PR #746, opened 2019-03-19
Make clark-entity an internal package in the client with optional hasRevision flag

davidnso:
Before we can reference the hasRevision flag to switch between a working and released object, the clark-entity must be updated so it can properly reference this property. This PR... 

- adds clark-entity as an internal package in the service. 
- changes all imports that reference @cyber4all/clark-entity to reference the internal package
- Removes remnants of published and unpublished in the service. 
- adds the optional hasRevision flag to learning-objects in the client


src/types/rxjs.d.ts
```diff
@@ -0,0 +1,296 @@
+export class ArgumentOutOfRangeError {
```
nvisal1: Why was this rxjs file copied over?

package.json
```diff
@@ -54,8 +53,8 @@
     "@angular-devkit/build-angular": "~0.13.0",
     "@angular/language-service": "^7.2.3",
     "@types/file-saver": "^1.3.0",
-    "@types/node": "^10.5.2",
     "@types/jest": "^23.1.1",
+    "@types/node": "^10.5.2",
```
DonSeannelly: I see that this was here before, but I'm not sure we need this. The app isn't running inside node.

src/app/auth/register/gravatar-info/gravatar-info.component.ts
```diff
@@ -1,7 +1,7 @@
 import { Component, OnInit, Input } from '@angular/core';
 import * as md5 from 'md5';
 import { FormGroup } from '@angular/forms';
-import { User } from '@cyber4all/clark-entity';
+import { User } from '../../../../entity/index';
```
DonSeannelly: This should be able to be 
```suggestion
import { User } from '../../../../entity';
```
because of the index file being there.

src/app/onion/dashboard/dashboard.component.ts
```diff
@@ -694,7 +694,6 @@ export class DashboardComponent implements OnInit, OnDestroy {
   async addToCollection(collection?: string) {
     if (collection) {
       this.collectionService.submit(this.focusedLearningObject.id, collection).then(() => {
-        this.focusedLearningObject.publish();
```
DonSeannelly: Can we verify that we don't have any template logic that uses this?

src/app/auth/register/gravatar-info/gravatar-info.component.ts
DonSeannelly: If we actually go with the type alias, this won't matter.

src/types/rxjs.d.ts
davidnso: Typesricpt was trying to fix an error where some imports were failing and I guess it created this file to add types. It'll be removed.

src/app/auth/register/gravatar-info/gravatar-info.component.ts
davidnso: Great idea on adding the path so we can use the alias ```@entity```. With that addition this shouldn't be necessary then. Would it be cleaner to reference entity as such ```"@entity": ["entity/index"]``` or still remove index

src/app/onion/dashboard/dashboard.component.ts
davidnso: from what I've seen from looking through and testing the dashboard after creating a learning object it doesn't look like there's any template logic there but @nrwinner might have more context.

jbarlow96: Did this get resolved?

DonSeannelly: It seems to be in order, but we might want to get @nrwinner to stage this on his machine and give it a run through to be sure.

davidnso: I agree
--
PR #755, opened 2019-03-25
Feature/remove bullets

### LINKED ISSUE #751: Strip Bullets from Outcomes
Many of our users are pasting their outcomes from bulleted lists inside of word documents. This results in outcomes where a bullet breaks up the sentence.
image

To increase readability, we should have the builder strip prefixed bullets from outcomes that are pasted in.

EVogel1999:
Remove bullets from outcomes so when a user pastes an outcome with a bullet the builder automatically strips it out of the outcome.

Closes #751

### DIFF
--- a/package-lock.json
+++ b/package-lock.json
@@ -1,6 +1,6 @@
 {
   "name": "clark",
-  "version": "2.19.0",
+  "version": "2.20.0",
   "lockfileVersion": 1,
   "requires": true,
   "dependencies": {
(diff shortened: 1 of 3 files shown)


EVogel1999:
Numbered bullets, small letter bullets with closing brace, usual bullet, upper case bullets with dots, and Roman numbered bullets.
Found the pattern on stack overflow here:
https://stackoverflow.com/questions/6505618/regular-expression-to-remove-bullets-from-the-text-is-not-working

• **What to work on**:
Look back at the data above. Transcribe exactly the lines starting at the line that contains "PR #746, opened 2019-03-19" and ending at the line that contains "DonSeannelly: I see".

• **Solved problem**:
PR #746, opened 2019-03-19
Make clark-entity an internal package in the client with optional hasRevision flag

davidnso:
Before we can reference the hasRevision flag to switch between a working and released object, the clark-entity must be updated so it can properly reference this property. This PR... 

- adds clark-entity as an internal package in the service. 
- changes all imports that reference @cyber4all/clark-entity to reference the internal package
- Removes remnants of published and unpublished in the service. 
- adds the optional hasRevision flag to learning-objects in the client


src/types/rxjs.d.ts
```diff
@@ -0,0 +1,296 @@
+export class ArgumentOutOfRangeError {
```
nvisal1: Why was this rxjs file copied over?

package.json
```diff
@@ -54,8 +53,8 @@
     "@angular-devkit/build-angular": "~0.13.0",
     "@angular/language-service": "^7.2.3",
     "@types/file-saver": "^1.3.0",
-    "@types/node": "^10.5.2",
     "@types/jest": "^23.1.1",
+    "@types/node": "^10.5.2",
```
DonSeannelly: I see that this was here before, but I'm not sure we need this. The app isn't running inside node.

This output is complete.